WHAT IS BEING ASKED:
In the material below, find each line with the word "template" and copy it.

··· THE INPUT

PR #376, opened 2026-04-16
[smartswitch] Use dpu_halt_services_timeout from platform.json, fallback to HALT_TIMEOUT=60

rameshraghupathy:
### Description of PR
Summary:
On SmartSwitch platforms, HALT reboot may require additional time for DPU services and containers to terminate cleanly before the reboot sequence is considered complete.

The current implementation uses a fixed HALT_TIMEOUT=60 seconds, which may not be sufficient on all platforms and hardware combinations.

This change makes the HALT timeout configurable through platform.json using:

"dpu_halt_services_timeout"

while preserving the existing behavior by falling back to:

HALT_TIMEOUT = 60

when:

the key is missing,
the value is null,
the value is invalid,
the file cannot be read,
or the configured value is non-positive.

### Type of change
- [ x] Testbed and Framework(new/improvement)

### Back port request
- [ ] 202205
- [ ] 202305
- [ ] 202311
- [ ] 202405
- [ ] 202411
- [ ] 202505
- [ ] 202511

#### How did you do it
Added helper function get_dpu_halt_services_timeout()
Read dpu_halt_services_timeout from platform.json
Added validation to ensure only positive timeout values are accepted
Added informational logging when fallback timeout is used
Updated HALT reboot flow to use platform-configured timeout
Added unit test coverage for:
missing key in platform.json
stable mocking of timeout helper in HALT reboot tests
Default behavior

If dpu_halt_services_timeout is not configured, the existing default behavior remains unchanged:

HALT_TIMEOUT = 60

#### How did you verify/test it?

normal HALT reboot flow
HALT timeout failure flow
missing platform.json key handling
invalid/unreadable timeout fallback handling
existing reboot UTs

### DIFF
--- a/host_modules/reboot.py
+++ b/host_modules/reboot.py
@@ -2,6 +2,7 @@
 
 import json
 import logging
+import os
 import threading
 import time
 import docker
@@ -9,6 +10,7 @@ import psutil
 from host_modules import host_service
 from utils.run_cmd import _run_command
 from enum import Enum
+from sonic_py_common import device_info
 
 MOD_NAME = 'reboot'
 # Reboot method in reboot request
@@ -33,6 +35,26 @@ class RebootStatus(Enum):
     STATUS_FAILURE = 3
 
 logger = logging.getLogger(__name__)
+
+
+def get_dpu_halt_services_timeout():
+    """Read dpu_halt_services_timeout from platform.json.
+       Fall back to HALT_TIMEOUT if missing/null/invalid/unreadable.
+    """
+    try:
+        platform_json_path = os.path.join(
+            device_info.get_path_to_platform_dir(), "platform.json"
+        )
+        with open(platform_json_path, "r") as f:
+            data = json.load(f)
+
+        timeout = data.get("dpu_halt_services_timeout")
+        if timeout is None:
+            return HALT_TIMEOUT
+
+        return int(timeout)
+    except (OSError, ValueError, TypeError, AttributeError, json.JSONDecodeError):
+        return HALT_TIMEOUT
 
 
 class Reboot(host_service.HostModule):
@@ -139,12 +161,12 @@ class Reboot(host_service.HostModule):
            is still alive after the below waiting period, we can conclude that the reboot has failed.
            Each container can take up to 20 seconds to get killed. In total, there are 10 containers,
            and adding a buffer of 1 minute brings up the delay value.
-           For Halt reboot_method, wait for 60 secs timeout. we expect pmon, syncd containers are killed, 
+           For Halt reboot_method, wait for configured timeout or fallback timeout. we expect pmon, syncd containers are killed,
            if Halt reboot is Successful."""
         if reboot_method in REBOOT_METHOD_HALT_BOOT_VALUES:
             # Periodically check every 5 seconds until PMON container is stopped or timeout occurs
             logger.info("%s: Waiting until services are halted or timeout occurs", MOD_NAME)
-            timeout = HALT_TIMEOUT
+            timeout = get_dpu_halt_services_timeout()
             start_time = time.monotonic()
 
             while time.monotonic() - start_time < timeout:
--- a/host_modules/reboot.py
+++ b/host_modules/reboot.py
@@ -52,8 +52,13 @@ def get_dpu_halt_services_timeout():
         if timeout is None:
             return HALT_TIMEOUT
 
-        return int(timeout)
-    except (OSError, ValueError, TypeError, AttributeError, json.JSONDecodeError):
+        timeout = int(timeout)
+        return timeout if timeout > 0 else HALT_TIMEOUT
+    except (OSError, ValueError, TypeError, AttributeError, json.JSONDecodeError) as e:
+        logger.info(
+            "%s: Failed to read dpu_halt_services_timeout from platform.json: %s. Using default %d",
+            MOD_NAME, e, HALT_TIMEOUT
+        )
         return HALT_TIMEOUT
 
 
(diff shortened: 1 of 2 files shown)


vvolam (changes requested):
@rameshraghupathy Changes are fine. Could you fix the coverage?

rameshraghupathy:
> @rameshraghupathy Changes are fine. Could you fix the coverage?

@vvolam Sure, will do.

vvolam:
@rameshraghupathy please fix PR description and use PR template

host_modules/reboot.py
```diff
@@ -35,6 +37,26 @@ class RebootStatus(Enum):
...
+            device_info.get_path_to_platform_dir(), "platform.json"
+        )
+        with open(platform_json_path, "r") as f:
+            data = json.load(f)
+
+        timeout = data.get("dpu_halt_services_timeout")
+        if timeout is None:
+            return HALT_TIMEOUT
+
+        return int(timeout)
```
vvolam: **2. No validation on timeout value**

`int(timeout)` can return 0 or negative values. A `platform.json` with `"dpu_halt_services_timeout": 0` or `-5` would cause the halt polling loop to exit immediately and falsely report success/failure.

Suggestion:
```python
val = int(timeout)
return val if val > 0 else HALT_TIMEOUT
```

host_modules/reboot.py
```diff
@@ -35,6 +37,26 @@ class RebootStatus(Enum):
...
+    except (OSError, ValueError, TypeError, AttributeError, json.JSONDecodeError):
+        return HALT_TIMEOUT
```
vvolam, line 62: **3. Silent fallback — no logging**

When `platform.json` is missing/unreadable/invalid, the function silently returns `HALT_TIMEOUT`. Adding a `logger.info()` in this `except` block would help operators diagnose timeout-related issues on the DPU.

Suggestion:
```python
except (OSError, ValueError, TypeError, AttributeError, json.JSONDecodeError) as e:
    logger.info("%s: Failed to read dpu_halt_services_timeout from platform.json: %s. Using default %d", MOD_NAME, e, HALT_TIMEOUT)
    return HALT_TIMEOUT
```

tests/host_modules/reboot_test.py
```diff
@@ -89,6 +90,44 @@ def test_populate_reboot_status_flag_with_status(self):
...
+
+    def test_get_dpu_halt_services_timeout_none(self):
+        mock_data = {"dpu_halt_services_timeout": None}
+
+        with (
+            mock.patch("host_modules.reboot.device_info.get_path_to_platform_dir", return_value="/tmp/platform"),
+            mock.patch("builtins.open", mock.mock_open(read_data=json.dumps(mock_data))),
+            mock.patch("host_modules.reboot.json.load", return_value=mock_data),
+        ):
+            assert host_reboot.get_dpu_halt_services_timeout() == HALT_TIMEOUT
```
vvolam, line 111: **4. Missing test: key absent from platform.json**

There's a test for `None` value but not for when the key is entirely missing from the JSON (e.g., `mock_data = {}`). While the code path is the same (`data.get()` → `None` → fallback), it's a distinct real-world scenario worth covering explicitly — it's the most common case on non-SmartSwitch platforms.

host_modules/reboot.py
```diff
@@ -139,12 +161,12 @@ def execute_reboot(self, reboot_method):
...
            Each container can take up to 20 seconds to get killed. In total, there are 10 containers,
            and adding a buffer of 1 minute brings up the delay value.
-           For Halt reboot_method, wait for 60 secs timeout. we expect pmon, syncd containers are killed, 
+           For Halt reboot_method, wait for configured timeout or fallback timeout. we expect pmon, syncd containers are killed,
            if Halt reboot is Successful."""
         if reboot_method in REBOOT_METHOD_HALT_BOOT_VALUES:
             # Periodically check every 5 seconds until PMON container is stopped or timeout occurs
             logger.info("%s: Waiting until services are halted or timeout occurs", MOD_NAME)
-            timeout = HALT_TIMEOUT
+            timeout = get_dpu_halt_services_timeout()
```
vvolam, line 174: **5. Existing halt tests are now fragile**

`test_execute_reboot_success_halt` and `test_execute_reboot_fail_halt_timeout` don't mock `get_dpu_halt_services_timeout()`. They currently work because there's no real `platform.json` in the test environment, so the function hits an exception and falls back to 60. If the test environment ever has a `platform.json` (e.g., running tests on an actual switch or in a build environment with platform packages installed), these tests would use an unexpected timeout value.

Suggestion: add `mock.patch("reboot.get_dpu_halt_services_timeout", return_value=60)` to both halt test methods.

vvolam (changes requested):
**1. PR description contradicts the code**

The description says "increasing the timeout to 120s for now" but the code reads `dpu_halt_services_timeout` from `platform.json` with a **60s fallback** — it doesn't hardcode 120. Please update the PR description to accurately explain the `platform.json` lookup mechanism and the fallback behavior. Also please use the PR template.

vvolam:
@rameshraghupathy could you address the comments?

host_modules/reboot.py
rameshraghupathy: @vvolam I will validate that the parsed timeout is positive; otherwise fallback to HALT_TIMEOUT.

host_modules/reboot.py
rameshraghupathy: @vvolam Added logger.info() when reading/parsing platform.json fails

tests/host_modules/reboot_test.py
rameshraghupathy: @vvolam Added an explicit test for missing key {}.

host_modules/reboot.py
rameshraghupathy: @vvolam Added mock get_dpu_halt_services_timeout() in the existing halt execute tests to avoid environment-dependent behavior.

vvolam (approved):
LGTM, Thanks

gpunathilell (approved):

······

COMPLETED TASK:
@rameshraghupathy please fix PR description and use PR template
The description says "increasing the timeout to 120s for now" but the code reads `dpu_halt_services_timeout` from `platform.json` with a **60s fallback** — it doesn't hardcode 120. Please update the PR description to accurately explain the `platform.json` lookup mechanism and the fallback behavior. Also please use the PR template.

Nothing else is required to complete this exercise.